**What is required**
Could you return the whole listing exactly?

|---|

Issue #2141, opened 2023-08-23
Using Pythran to implement the compiled kernel of a NumPy ufunc


steppi:
Hi,

I've been investigating the possibility of using Pythran to implement the compiled kernels for [ufuncs](https://numpy.org/doc/stable/reference/ufuncs.html) in SciPy's `special` submodule. In `special`, SciPy vendors several compiled special function libraries, one in particular, an F77 library [specfun.f](https://github.com/scipy/scipy/blob/main/scipy/special/specfun/specfun.f) written for the book "Computation of Special Functions", 1996, John Wiley & Sons, Inc. by Shanjie Zhang and Jianming Jin, is problematic due to a high number of correctness bugs. Rather than trying to debug and fix the F77 code, I think it would be better to rewrite the offending functions in a modern language. I've already begun this effort for the Gaussian hypergeometric function [hyp2f1](https://github.com/scipy/scipy/blob/main/scipy/special/_hyp2f1.pxd) using Cython.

|---|

**Response area**
Issue #2141, opened 2023-08-23
Using Pythran to implement the compiled kernel of a NumPy ufunc


steppi:
Hi,

I've been investigating the possibility of using Pythran to implement the compiled kernels for [ufuncs](https://numpy.org/doc/stable/reference/ufuncs.html) in SciPy's `special` submodule. In `special`, SciPy vendors several compiled special function libraries, one in particular, an F77 library [specfun.f](https://github.com/scipy/scipy/blob/main/scipy/special/specfun/specfun.f) written for the book "Computation of Special Functions", 1996, John Wiley & Sons, Inc. by Shanjie Zhang and Jianming Jin, is problematic due to a high number of correctness bugs. Rather than trying to debug and fix the F77 code, I think it would be better to rewrite the offending functions in a modern language. I've already begun this effort for the Gaussian hypergeometric function [hyp2f1](https://github.com/scipy/scipy/blob/main/scipy/special/_hyp2f1.pxd) using Cython.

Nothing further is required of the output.